R.R. Donnelley & Sons on Digital Asset Management
R.R. Donnelley's clients are in the midst of a publishing paradigm shift, driven by digital asset management technology, according to Dan Taylor, director of digital asset management for the Premedia division. "Donnelley's customers are in the midst of moving from a very print-centric model to a media independent model—and digital asset management is really driving that move," Taylor says.

"Today, we have sophisticated tools for repuporsing images and text for multiple channels of distribution such as the Web or CD-ROM. "It's changing the kinds of services that we offer," he notes. But even repurposing will not be with the printing industry for long, adds Taylor. "Repurposing won't be the requirement in this new paradigm. It will be prepurposing and creating the content up front that achieves true media independence," Taylor describes.

This vision of the future of digital asset management is not that far off, especially when you take a look at the meteoric rise of digital asset management technology.

Today, the technology is dramatically different when compared to the past year and a half, according to Taylor. "We are past the early adopter stage. We are now in the ramp-up stage, where many customers are bringing in solutions or contracting with service companies to provide solutions, because it is now a de facto need," he reveals.

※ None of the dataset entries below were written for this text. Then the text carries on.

PR #53, opened 2017-10-13
Update Docker login logic and add verbose option

### LINKED ISSUE #52: Docker login logic should be updated to use the password-stdin option
The current Docker login logic is using the `password` option which is insecure.  At the time the logic was written, it was the only supported option.  The `password-stdin` option is now the preferred way.

MichaelSimons:
Fixes #52

### DIFF
--- a/src/Microsoft.DotNet.ImageBuilder/Commands/Options.cs
+++ b/src/Microsoft.DotNet.ImageBuilder/Commands/Options.cs
@@ -15,6 +15,7 @@ namespace Microsoft.DotNet.ImageBuilder.Commands
         protected abstract string CommandName { get; }
 
         public bool IsDryRun { get; set; }
+        public bool IsVerbose { get; set; }
         public string Manifest { get; set; }
         public string Repo { get; set; }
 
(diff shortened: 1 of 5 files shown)


src/Microsoft.DotNet.ImageBuilder/Commands/Options.cs
```diff
@@ -46,6 +47,10 @@ public virtual void ParseCommandLine(ArgumentSyntax syntax)
             string repo = null;
             syntax.DefineOption("repo", ref repo, "Repo to operate on (Default is all)");
             Repo = repo;
+
+            bool isVerbose = false;
```
ravimeda: Minor - since the default for a bool is `false`, this initialization is not needed.

ravimeda:
Thanks for finding `--password-stdin`

src/Microsoft.DotNet.ImageBuilder/Commands/Options.cs
MichaelSimons: Because the variable is passed as a ref parameter it must be explicitly initialized.

PR #54, opened 2017-10-19
Add support for OS Version in manifest

MichaelSimons:
Fixes https://github.com/dotnet/dotnet-docker-samples/issues/90

This [PR](https://github.com/dotnet/dotnet-docker-samples/compare/nano-1709?expand=1#diff-4b1eb3dc48c4e16d49db5b42298fe654) illustrates what the manifest would look like with this change.

### DIFF
--- a/src/Microsoft.DotNet.ImageBuilder/ViewModel/ManifestFilter.cs
+++ b/src/Microsoft.DotNet.ImageBuilder/ViewModel/ManifestFilter.cs
@@ -15,6 +15,7 @@ namespace Microsoft.DotNet.ImageBuilder.ViewModel
         public Architecture DockerArchitecture { get; set; } = DockerHelper.Architecture;
         public string DockerOS { get; } = DockerHelper.GetOS();
         public string IncludeRepo { get; set; }
+        public string IncludeOsVersion { get; set; }
         public string IncludePath { get; set; }
 
         public ManifestFilter()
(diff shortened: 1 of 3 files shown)


src/Microsoft.DotNet.ImageBuilder/ViewModel/ManifestFilter.cs
```diff
@@ -28,15 +29,22 @@ public IEnumerable<Platform> GetActivePlatforms(Image image)
                     && platform.Architecture == DockerArchitecture);
         }
 
+        private string GetFilterRegexPattern(string pattern)
+        {
+            return pattern == null ? null : $"^{Regex.Escape(pattern).Replace(@"\*", ".*").Replace(@"\?", ".")}$";
```
dagood: The `.*` stand in doesn't look quite like typical file globbing `*` because `.*` will accept `foo/bar`. No problem for os version, though.

Just noticed that this is only moved, not new, anyway.

MichaelSimons: yes you are correct - for better or worse the * was intended as any characters including path separators.  It was the simplest way that came to mind to support matching on all 2.0 paths yet allow things like 2.0/*/nanoserver-1709 where * matches all paths to nanoserver-1709 which may occur at multiple depths.

dagood: If it was `**` being replaced, it would be more typical, but then it'd be weird not to support `*`, which is somewhat more complicated here. I really doubt anyone would rely on `*` *not* going to subdirs, so I'm fine with how it is. :smile:

MichaelSimons: It is a balance with keeping it simple, following "typical" conventions, and meeting the requirements.  In this case 1 and 3 won out over 2 😃

PR #55, opened 2017-10-20
Add support for logging in across multiple versions of Docker

MichaelSimons:
The [changes ](https://github.com/dotnet/docker-tools/commit/1452ac24c24f7dae94e4990792c269574ad66719) recently made to make use of the newish Docker login `--password-stdin` option can't be the only login option as image-builder is being used on machines with older versions of docker.  This change adds support to detect which version exists and use the appropriate login options.


MichaelSimons:
@ravimeda - merging to unblock work in https://github.com/dotnet/dotnet-docker-samples.  If you have feedback, please let me know and I will make the appropriate changes.

Issue #58, opened 2017-11-07
Update GenerateTagsReadme command to update the README.md


MichaelSimons:
Currently the GenerateTagsReadme command emits the tags documentation section of the readme to the console.  Logic should be added to optionally update the actual readme.  This would make the workflow for updating the readme easier/quicker.

The only reason this wasn't done originally was due to time constraints.  This functionality has proven to be pretty useful therefore it would be nice to enhance it a little more.

PR #60, opened 2017-11-21
Added --update-readme option to generateTagsReadme

MichaelSimons:
Related to #58

### DIFF
--- a/src/Microsoft.DotNet.ImageBuilder/Commands/GenerateTagsReadmeCommand.cs
+++ b/src/Microsoft.DotNet.ImageBuilder/Commands/GenerateTagsReadmeCommand.cs
@@ -6,8 +6,10 @@ using Microsoft.DotNet.ImageBuilder.Model;
 using Microsoft.DotNet.ImageBuilder.ViewModel;
 using System;
 using System.Collections.Generic;
+using System.IO;
 using System.Linq;
 using System.Text;
+using System.Text.RegularExpressions;
 using System.Threading.Tasks;
 
 namespace Microsoft.DotNet.ImageBuilder.Commands
@@ -23,37 +25,16 @@ namespace Microsoft.DotNet.ImageBuilder.Commands
             Utilities.WriteHeading("GENERATING TAGS README");
             foreach (RepoInfo repo in Manifest.Repos)
             {
-                StringBuilder tagsReadme = new StringBuilder();
+                string tagsDoc = GetTagsDocumentation(repo);
 
-                var platformGroups = repo.Images
-                    .OrderBy(image => image.Model.ReadmeOrder)
-                    .SelectMany(image => image.Platforms.Select(platform => new { Image = image, Platform = platform }))
-                    .GroupBy(tuple => new { tuple.Platform.Model.OS, tuple.Platform.Model.OsVersion, tuple.Platform.Model.Architecture })
-                    .OrderByDescending(platformGroup => platformGroup.Key.Architecture)
-                    .ThenBy(platformGroup => platformGroup.Key.OS)
-                    .ThenByDescending(platformGroup => platformGroup.Key.OsVersion);
+                Console.WriteLine($"-- {repo.Name} Tags Documentation:");
+                Console.WriteLine();
+                Console.WriteLine(tagsDoc);
 
-                foreach (var platformGroup in platformGroups)
+                if (Options.UpdateReadme)
                 {
-                    string os = GetOsDisplayName(platformGroup.Key.OS, platformGroup.Key.OsVersion);
-                    string arch = GetArchitectureDisplayName(platformGroup.Key.Architecture);
-                    tagsReadme.AppendLine($"# Supported {os} {arch} tags");
-                    tagsReadme.AppendLine();
-                    foreach (var tuple in platformGroup)
-                    {
-                        string tags = GetDocumentedTags(tuple.Platform.Tags)
-                            .Concat(GetDocumentedTags(tuple.Image.SharedTags))
-                            .Select(tag => $"`{tag}`")
-                            .Aggregate((working, next) => $"{working}, {next}");
-                        string dockerfile = tuple.Platform.DockerfilePath.Replace('\\', '/');
-                        tagsReadme.AppendLine($"- [{tags} (*{dockerfile}*)]({Options.SourceUrl}/{dockerfile})");
-                    }
-
-                    tagsReadme.AppendLine();
+                    UpdateReadme(tagsDoc, repo);
                 }
-
-                Console.WriteLine($"-- {repo.Name} Tags Readme:");
-                Console.WriteLine(tagsReadme);
             }
 
             return Task.CompletedTask;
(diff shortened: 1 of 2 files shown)


src/Microsoft.DotNet.ImageBuilder/Commands/GenerateTagsReadmeCommand.cs
```diff
@@ -82,6 +63,40 @@ private static IEnumerable<string> GetDocumentedTags(IEnumerable<TagInfo> tagInf
...
+        {
+            StringBuilder tagsDoc = new StringBuilder();
+
+            var platformGroups = repo.Images
+                .OrderBy(image => image.Model.ReadmeOrder)
+                .SelectMany(image => image.Platforms.Select(platform => new { Image = image, Platform = platform }))
+                .GroupBy(tuple => new { tuple.Platform.Model.OS, tuple.Platform.Model.OsVersion, tuple.Platform.Model.Architecture })
+                .OrderByDescending(platformGroup => platformGroup.Key.Architecture)
+                .ThenBy(platformGroup => platformGroup.Key.OS)
+                .ThenByDescending(platformGroup => platformGroup.Key.OsVersion);
```
ravimeda: Observation - Adding a `ToList()` as in `.ThenByDescending(platformGroup => platformGroup.Key.OsVersion).ToList();` would increase the time to prepare `platformGroups`. However, it would decrease the time to finish `foreach (var platformGroup in platformGroups)` below. Net result would be the same i.e., around 15ms to finish `GetTagsDocumentation`.

src/Microsoft.DotNet.ImageBuilder/Commands/GenerateTagsReadmeCommand.cs
```diff
@@ -82,6 +63,40 @@ private static IEnumerable<string> GetDocumentedTags(IEnumerable<TagInfo> tagInf
...
+
+            foreach (var platformGroup in platformGroups)
+            {
+                string os = GetOsDisplayName(platformGroup.Key.OS, platformGroup.Key.OsVersion);
```
ravimeda: Collapse as - 

```C#
tagsDoc.AppendLine(
                    $"# Supported {GetOsDisplayName(platformGroup.Key.OS, platformGroup.Key.OsVersion)} " +
                    $"{GetArchitectureDisplayName(platformGroup.Key.Architecture)} tags");
```

src/Microsoft.DotNet.ImageBuilder/Commands/GenerateTagsReadmeCommand.cs
```diff
@@ -104,5 +119,17 @@ private static string GetOsDisplayName(OS os, string osVersion)
 
             return displayName;
         }
+
+        private void UpdateReadme(string tagsDocumentation, RepoInfo repo)
+        {
+            Utilities.WriteHeading("UPDATING README");
+
+            string readme = File.ReadAllText(repo.Model.ReadmePath);
+            string updatedReadme = Regex.Replace(readme, "(# .*\\s*(- \\[.*\\s*)+)+", tagsDocumentation);
```
ravimeda: Nice job on preparing the regex pattern! How about adding RegexOptions - IgnoreCase? If existing bad readme had `AMD64` we can match and replace it with `amd64`.

src/Microsoft.DotNet.ImageBuilder/Commands/GenerateTagsReadmeCommand.cs
```diff
@@ -104,5 +119,17 @@ private static string GetOsDisplayName(OS os, string osVersion)
 
             return displayName;
         }
+
+        private void UpdateReadme(string tagsDocumentation, RepoInfo repo)
```
ravimeda: In `repo` the only property used is `repo.Model.ReadmePath`, would it be cleaner to update the signature to accept a string as opposed to `RepoInfo`.

src/Microsoft.DotNet.ImageBuilder/Commands/GenerateTagsReadmeCommand.cs
```diff
@@ -23,37 +25,16 @@ public override Task ExecuteAsync()
...
 
-                var platformGroups = repo.Images
-                    .OrderBy(image => image.Model.ReadmeOrder)
-                    .SelectMany(image => image.Platforms.Select(platform => new { Image = image, Platform = platform }))
-                    .GroupBy(tuple => new { tuple.Platform.Model.OS, tuple.Platform.Model.OsVersion, tuple.Platform.Model.Architecture })
-                    .OrderByDescending(platformGroup => platformGroup.Key.Architecture)
-                    .ThenBy(platformGroup => platformGroup.Key.OS)
-                    .ThenByDescending(platformGroup => platformGroup.Key.OsVersion);
+                Console.WriteLine($"-- {repo.Name} Tags Documentation:");
+                Console.WriteLine();
```
ravimeda: Minor - `Console.WriteLine();` why not remove this by adding a `\n` to the previous statement as in -
 `Console.WriteLine($"-- {repo.Name} Tags Documentation:\n");`

MichaelSimons: Xplat applications shouldn't use `\n`.  `Environment.Newline` should be used instead.  I don't see much difference in `Console.Writeline()` vs appending `Environment.Newline` in this scenario.  Leaving as is.

src/Microsoft.DotNet.ImageBuilder/Commands/GenerateTagsReadmeCommand.cs
MichaelSimons: `ToList` is valuable when you are going to access the Linq query multiple times.  In this case it is only being accessed once therefore it doesn't add value.  Leaving as is.

src/Microsoft.DotNet.ImageBuilder/Commands/GenerateTagsReadmeCommand.cs
MichaelSimons: I find the current easier to visualize what the resulting string will look like, in other words it is more readable. 
 Leaving as is.

src/Microsoft.DotNet.ImageBuilder/Commands/GenerateTagsReadmeCommand.cs
MichaelSimons: `repo.Model.ReadmePath` has to be accessed someplace.  Either here or by the caller.  Making use of the model makes sense in a lot of cases because it is a nice abstraction and multiple members are typically accessed.  In this case it isn't strictly necessary.  Leaving as is.

src/Microsoft.DotNet.ImageBuilder/Commands/GenerateTagsReadmeCommand.cs
MichaelSimons: I don't think IgnoreCase is necessary.  The regex itself doesn't match on any letters - just symbols.  Leaving as is.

Digital asset management has become much more specialized, Taylor says. Now there are systems that cater to the advertising, merchandising and prepress communities. Digital asset management is no longer just about storage. Today's databases enable printers to provide product information back to their clients.

Donnelley can now track images and text, as well as very specific information such as pricing, weights and shipping information. All of these fields can be gleaned, put into a digital asset management system and offered back to the clients as product databases that suddenly are not print-centric, he explains.

Digital asset management has also been aligned with the complete workflow. "It's no longer just basic content management. It's digital asset management along with very specialized workflows," he reports.

With this fusion to workflows has come the realization that all of the differing digital asset management systems need to be able to work together, Taylor says. "Technology, especially XML, is being looked at as a way to provide a ubiquitous link between these systems," he notes.

The need for differing databases to have the ability to connect is an important factor in the technologies' future, says Bob Michels, president of Iridio, which is owned by R.R. Donnelley. "It's going to be mandated that those databases are able to speak to each other, in order to help us identify the written and visual assets associated with all of those components and compile it into a single, printed piece or Website."

This ability to maintain databases, track information and provide clients with useable information will require printers to fundamentally redefine themselves to address the larger communications picture and not just print, predicts Taylor. "We at R.R. Donnelley believe that we need to meet our customers' total communications needs with integrated solutions for print, Internet distribution and more."